I thought that. But i didnt like to say


----------



## mighTy Tee (Jul 10, 2002)

Sim said:


> Is that a typo, yo must have meant 25. :wink:
> 
> Happy Birthday!


No way - he missed the leading 1 out


----------



## GoingTTooFast (Apr 4, 2006)

I've got fossils younger than you! :wink:

Happy Birthday! [smiley=party2.gif]


----------



## TeeTees (Mar 9, 2006)

GoingTTooFast said:


> I've got fossils younger than you! :wink:
> 
> Happy Birthday! [smiley=party2.gif]


LOL - nice one :lol: :lol:


----------



## Sim (Mar 7, 2003)

Sim said:


> Is that a typo, you must have meant 25. :wink:
> 
> Happy Birthday!


----------



## ObiWan (Sep 25, 2005)

Maturing like a good wine! Happy Birthday


----------



## BAMTT (Feb 22, 2004)

Happy birthday, just remember the older the Violin the better the tune it plays


----------



## BuTTons (Apr 27, 2006)

Happy happy birthday TTotal !! [smiley=fireman.gif] Bet all those candles are gonna make Buncefield look like a wee Sunday barbeque !


----------



## TeeTees (Mar 9, 2006)

BAMTT said:


> Happy birthday, just remember the older the Violin the better the tune it plays


......then again....the older the TT the more likely the dashpod will fail :lol: :lol:


----------



## Johnwx (Oct 31, 2004)

Happy Birthday John


----------



## ttvic (Jul 4, 2003)

Happy birthday John

Just remember you are only as old as the women you feel so that must knock a fair few years off


----------



## ratty (May 18, 2004)

Your almost catching me up, Happy Birthday John.

[smiley=cheers.gif]


----------



## ratty (May 18, 2004)

Just read this:

http://www.********.co.uk/ttforumbbs/vi ... hp?t=63822

oh dear do you realise who you share your birthday with :roll:


----------



## DXN (May 18, 2002)

happy birthday

not one to skimp on present ideas

http://www.channel4.com/life/media/0-9/ ... n_form.doc

lol

:wink:

Shouldn't laugh I'm getting old too


----------



## digimeisTTer (Apr 27, 2004)

Happy Birthday John


----------



## NaughTTy (Jul 9, 2003)

You don't look a day over 51 mate :wink:

See you in a month and we can have a belated toast to you - or an early one for my 40th


----------



## IanWest (May 7, 2002)

You should be able to get cheap insurance from Saga!


----------



## KJM (Jun 27, 2005)

I'm half your age!







hehe








HAPPY BIRTHDAY mate!


----------



## YELLOW_TT (Feb 25, 2004)

Happy birthday you old bugger :wink: :lol: :lol:


----------



## Kell (May 28, 2002)

Many a good tune is played on an old fiddle John.

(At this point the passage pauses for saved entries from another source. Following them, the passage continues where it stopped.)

Issue #29, opened 2021-11-18
Should slicing work? If so, what should it do?


rkurchin:
Currently, you can only use single indices. Intuitively, I would say slicing should return a new system with the same bounding box, boundary conditions, etc. but only containing the sliced indices. However, one could also imagine it returning a list of the actual particle objects referenced by the indices...also, either of these becomes a bit fraught in the case of a lattice with Cartesian indexing because the bounding box is more "intimately" connected to the specific particles/sites...so maybe not supporting slicing at the top level is fine?

jgreener64:
I would lean towards it returning a list of the actual particle objects referenced by the indices; this means it would be possible to define a default at the top level, which I think is difficult in the first case.

If we added
```julia
Base.getindex(s::AbstractSystem, r::Union{UnitRange, AbstractArray}) = getindex.((s,), r)
```
that would provide this slicing behaviour, e.g. for the test example
```julia
julia> aos[1:2]
2-element Vector{StaticAtom{3, Quantity{Float64, 𝐋, Unitful.FreeUnits{(m,), 𝐋, nothing}}}}:
 StaticAtom: C
 StaticAtom: C

julia> aos[[1, 2]]
2-element Vector{StaticAtom{3, Quantity{Float64, 𝐋, Unitful.FreeUnits{(m,), 𝐋, nothing}}}}:
 StaticAtom: C
 StaticAtom: C
```

I agree that non-standard indexing will complicate this a bit but the array case above would still work with an array of more complex indices.

Agree it's borderline whether it is worth supporting at the top level though.

Kolaru:
I agree that slicing should return a vector of particle object. I think that this kind of advanced indexing is the natural way of querying the particles.

On simple example is getting all hydrogen atoms in the system. It could look something like the following
```julia
hydrogens = system[element.(system) .== :H]
```
(provided `element` is defined for the particle in the system). This requires indexing with a boolean array rather than slicing, but I believe it follows the same global idea.

mfherbst:
With @rashidrafeek's PR the discussed features should work now. Closing this for now.

PR #67, opened 2023-02-07
Slicing support

rashidrafeek:
Now with the key-based property interface we can do `system[:, :property]` to get the corresponding `:property` for all atoms. Wouldn't it also make sense to support `system[rng, :property]` for a subset, `rng` of atom indices. Also, from the discussion in #29, I think returning a list of particle objects for slicing is more intuitive and useful. In this PR, I have implemented both of these, i.e., returning vector of particles objects on slicing AbstractSystems and the corresponding extension to the key-based property interface.

For example, with this, we can do `system[atomic_symbol(system) .== :H]` to get all H atoms.

I am just putting this here as a working version to show the usefulness of this feature. Feel free to close this in case we think slicing need not be supported.

### DIFF
--- a/src/fast_system.jl
+++ b/src/fast_system.jl
@@ -75,5 +75,7 @@ Base.keys(::FastSystem) = (:bounding_box, :boundary_conditions)
 # Atom and atom property access
 atomkeys(::FastSystem) = (:position, :atomic_symbol, :atomic_number, :atomic_mass)
 hasatomkey(system::FastSystem, x::Symbol) = x in atomkeys(system)
-Base.getindex(system::FastSystem, i::Union{Integer,AbstractVector}, x::Symbol) = getfield(system, x)[i]
+function Base.getindex(system::FastSystem, i::Union{Integer,AbstractVector}, x::Symbol)
+    getfield(system, x)[i]
+end
 Base.getindex(system::FastSystem, ::Colon, x::Symbol) = getfield(system, x)
--- a/src/fast_system.jl
+++ b/src/fast_system.jl
@@ -48,6 +48,8 @@ Base.size(sys::FastSystem)           = size(sys.position)
 
 species_type(::FS) where {FS <: FastSystem} = AtomView{FS}
 Base.getindex(sys::FastSystem, i::Integer)  = AtomView(sys, i)
+Base.getindex(sys::FastSystem, rng::AbstractVector)  = [sys[i] for i in rng]
+Base.getindex(sys::FastSystem, rng::Colon)  = collect(sys)
 
 position(s::FastSystem)       = s.position
 atomic_symbol(s::FastSystem)  = s.atomic_symbol
@@ -75,5 +77,5 @@ Base.keys(::FastSystem) = (:bounding_box, :boundary_conditions)
 # Atom and atom property access
 atomkeys(::FastSystem) = (:position, :atomic_symbol, :atomic_number, :atomic_mass)
 hasatomkey(system::FastSystem, x::Symbol) = x in atomkeys(system)
-Base.getindex(system::FastSystem, i::Integer, x::Symbol) = getfield(system, x)[i]
+Base.getindex(system::FastSystem, i::Union{Integer,AbstractVector}, x::Symbol) = getfield(system, x)[i]
 Base.getindex(system::FastSystem, ::Colon, x::Symbol) = getfield(system, x)
--- a/src/fast_system.jl
+++ b/src/fast_system.jl
@@ -48,9 +48,6 @@ Base.size(sys::FastSystem)           = size(sys.position)
 
 species_type(::FS) where {FS <: FastSystem} = AtomView{FS}
 Base.getindex(sys::FastSystem, i::Integer)  = AtomView(sys, i)
-Base.getindex(sys::FastSystem, rng::AbstractVector)  = [sys[i] for i in rng]
-Base.getindex(sys::FastSystem, rng::AbstractVector{<:Bool})  = sys[(1:length(sys))[rng]]
-Base.getindex(sys::FastSystem, rng::Colon)  = collect(sys)
 
 position(s::FastSystem)       = s.position
 atomic_symbol(s::FastSystem)  = s.atomic_symbol
--- a/src/fast_system.jl
+++ b/src/fast_system.jl
@@ -49,6 +49,7 @@ Base.size(sys::FastSystem)           = size(sys.position)
 species_type(::FS) where {FS <: FastSystem} = AtomView{FS}
 Base.getindex(sys::FastSystem, i::Integer)  = AtomView(sys, i)
 Base.getindex(sys::FastSystem, rng::AbstractVector)  = [sys[i] for i in rng]
+Base.getindex(sys::FastSystem, rng::AbstractVector{<:Bool})  = sys[(1:length(sys))[rng]]
 Base.getindex(sys::FastSystem, rng::Colon)  = collect(sys)
 
 position(s::FastSystem)       = s.position
--- a/src/flexible_system.jl
+++ b/src/flexible_system.jl
@@ -27,7 +27,9 @@ Base.keys(system::FlexibleSystem) = (:bounding_box, :boundary_conditions, keys(s
 # Atom and atom property access
 Base.getindex(system::FlexibleSystem, i::Integer) = system.particles[i]
 Base.getindex(system::FlexibleSystem, i::Integer, x::Symbol) = system.particles[i][x]
-Base.getindex(system::FlexibleSystem, rng::AbstractVector, x::Symbol) = [at[x] for at in system.particles[rng]]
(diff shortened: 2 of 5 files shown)


rkurchin:
Cool! I'd like to see others' thoughts and perhaps discuss a bit, but I'm certainly preliminarily in favor of merging this (or something like it) in!

src/flexible_system.jl
```diff
@@ -25,8 +25,9 @@ end
 Base.keys(system::FlexibleSystem) = (:bounding_box, :boundary_conditions, keys(system.data)...)
 
 # Atom and atom property access
-Base.getindex(system::FlexibleSystem, i::Integer) = system.particles[i]
+Base.getindex(system::FlexibleSystem, i::Union{Integer, AbstractVector, Colon}) = system.particles[i]
```
mfherbst, line 28: Is `AbstractVector` maybe too general? Can you check in base whether `getindex` with anything but integers is even allowed in the code?

src/fast_system.jl
```diff
@@ -48,6 +48,8 @@ Base.size(sys::FastSystem)           = size(sys.position)
 
 species_type(::FS) where {FS <: FastSystem} = AtomView{FS}
 Base.getindex(sys::FastSystem, i::Integer)  = AtomView(sys, i)
+Base.getindex(sys::FastSystem, rng::AbstractVector)  = [sys[i] for i in rng]
+Base.getindex(sys::FastSystem, rng::Colon)  = collect(sys)
```
mfherbst, line 52: Indeed that's a way this could be solved. Another option could be to actually make a new system, but just with the respective atoms selected by the mask. Both could be useful and I see pros and cons in both directions. What does ASE do? What do others think?

mfherbst (commented):
Nice idea. Certainly in favour of having something like this.

src/flexible_system.jl
rashidrafeek: Here, `system.particles` is an AbstractVector and Base does [allow indexing](https://docs.julialang.org/en/v1/manual/arrays/#man-supported-index-types) any vector with a vector of indices or array of Booleans (logical indexing) like below:
```julia
julia> a = [1,2,3]
3-element Vector{Int64}:
 1
 2
 3

julia> a[1:2]
2-element Vector{Int64}:
 1
 2

julia> a[[1,2]]
2-element Vector{Int64}:
 1
 2

julia> a[[false,true,true]]
2-element Vector{Int64}:
 2
 3
```
These are the types of ranges I intended to implement (see the tests). Maybe `AbstractVector` is too general? I can make it more specific for these cases. Like `Union{AbstractRange, Colon, Vector{Int}, Vector{Bool}} `.

src/fast_system.jl
rashidrafeek: Making a new system was suggested initially by @rkurchin in #29. And @jgreener64 and @Kolaru, suggested returning a vector of particle objects. I went by the latter as that is trivial to implement and made more sense to me if we think of AbstractSystems as "a collection of atoms". But the former would also make sense and would be a way to remove some atoms from a system. The main issue with it would be of having a general way to create a new AbstractSystem of the same type (FlexibleSystem or FastSystem). But maybe this is possible now with the functionality present currently?

In terms of other packages, ASE creates a new system while pymatgen return a vector of particle objects. So there are previous examples of both behaviours.

src/flexible_system.jl
rashidrafeek: Tests for logical indexing were not present which I have added now.

src/fast_system.jl
jgreener64: I feel that returning a vector of particles is cleaner. It also allows more creative indexing, for example:
```julia
julia> a = [1,2,3]
3-element Vector{Int64}:
 1
 2
 3

julia> a[[3 3; 2 2]]
2×2 Matrix{Int64}:
 3  3
 2  2
```
So more generally the shape of the output matches the shape of the desired indices. This could have uses in the atomic context but it is non-trivial if the result has to be put into a new system.

Perhaps we could use `filter` for returning sub-systems.

src/flexible_system.jl
jgreener64: I would go even more general than `AbstractVector`, see an example use of a 2D array in my other comment.

jgreener64: Also, I would avoid concrete types like `Vector{Int}` as they exclude for example `CuArray`s.

Is the type annotation required at all? The error thrown from `system.particles[i]` may be quite readable in incompatible cases.

jgreener64:
Looks good, definitely in favour of some version of this.

src/flexible_system.jl
mfherbst: > Is the type annotation required at all?

In the concrete case of the fast / flexible system this is probably debatable, but let's just keep in mind that we are also defining an abstract interface and we should think a little of the possible burden it could be for downstream packages to allow "anything". Probably this is not too bad as the fallback @rashidrafeek provides should work in most cases. Still, we should clearly state in the docs what is the expected minimum in terms of support.

src/fast_system.jl
mfherbst: Ok, I agree with the idea to have this return an array and rather have a function `filter` or similar to return a subsystem.

src/flexible_system.jl
rashidrafeek: How about defining the following for all `AbstractSystems`:
```julia
Base.getindex(s::AbstractSystem, rng::AbstractArray) = getindex.(Ref(s), rng)
Base.getindex(s::AbstractSystem, ::Colon) = collect(s)
Base.getindex(s::AbstractSystem, r::AbstractVector{<:Bool}) = s[ (firstindex(s):lastindex(s))[r] ]
```
Then concrete types have to just implement `getindex` for `Integer` and all other cases automatically work, even 2 D arrays. This would simplify the code and the `getindex` I defined separately for FlexibleSystem and FastSystem in this PR can be removed.

rashidrafeek: I have updated the code to the above implementation in case someone needs to test this. Also have added tests for indexing with 2D arrays.

src/flexible_system.jl
```diff
@@ -27,6 +27,7 @@ Base.keys(system::FlexibleSystem) = (:bounding_box, :boundary_conditions, keys(s
 # Atom and atom property access
 Base.getindex(system::FlexibleSystem, i::Integer) = system.particles[i]
 Base.getindex(system::FlexibleSystem, i::Integer, x::Symbol) = system.particles[i][x]
+Base.getindex(system::FlexibleSystem, rng::AbstractVector, x::Symbol) = [at[x] for at in system.particles[rng]]
```
mfherbst, line 30: Maybe for consistency also call this `i` instead of `rng` (rng reminds me of random number generator).

mfherbst: Also I think I would do a multi-line function here to avoid the long line.

src/interface.jl
```diff
@@ -75,6 +75,9 @@ Base.lastindex(s::AbstractSystem) = length(s)
 Base.iterate(sys::AbstractSystem, state = firstindex(sys)) =
     (firstindex(sys) <= state <= length(sys)) ? (@inbounds sys[state], state + 1) : nothing
 Base.eltype(sys::AbstractSystem) = species_type(sys)
+Base.getindex(s::AbstractSystem, rng::AbstractArray) = getindex.(Ref(s), rng)
+Base.getindex(s::AbstractSystem, ::Colon) = collect(s)
+Base.getindex(s::AbstractSystem, r::AbstractVector{<:Bool}) = s[ (firstindex(s):lastindex(s))[r] ]
```
mfherbst, line 80: Maybe multiline? Also `<: Bool` can be just `Bool` as `Bool` is a concrete type.

test/atom.jl
```diff
@@ -58,9 +58,17 @@ using Test
...
         @test system[3] == atoms[3]
+        @test system[1:2] == [system[1], system[2]]
+        @test system[[1,3]] == [system[1], system[3]]
+        @test system[[1 3; 2 1]] == [system[1] system[3]; system[2] system[1]]
+        @test system[:] == [system[1], system[2], system[3]]
+        @test system[[false,false,true]] == [system[3]]
         @test system[3, :dat] == 3.0
         @test system[2, :atomic_symbol] == :C
+        @test system[1:2, :atomic_number] == [14, 6]
+        @test system[[1,3], :atomic_number] == [14, 1]
```
mfherbst, line 69: I'd put a space after each comma.

mfherbst (commented):
LGTM, just found a few nits.

src/flexible_system.jl
rashidrafeek: Done.

src/interface.jl
rashidrafeek: Done.

test/atom.jl
rashidrafeek: Fixed.

mfherbst (approved):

And I've heard that you do like a good old fiddle now and then.


----------



## moley (May 14, 2002)

Happy Brithday John.

52 - that means it's 2 years since we did the Summer London night time meet when we celebrated your 50th - doesn't time fly.

Moley


----------



## Hev (Feb 26, 2005)

Hev x


----------



## Dr_Parmar (May 10, 2002)

HAPPY BIRTHDAY!!


----------



## Private Prozac (Jul 7, 2003)

Something for the weekend Sir .......










Many Happy Returns you old get!! :wink:


----------



## vlastan (May 6, 2002)

If 52 year old men are allowed to drive TTRs then maybe all the rest of you TTR drivers must sell!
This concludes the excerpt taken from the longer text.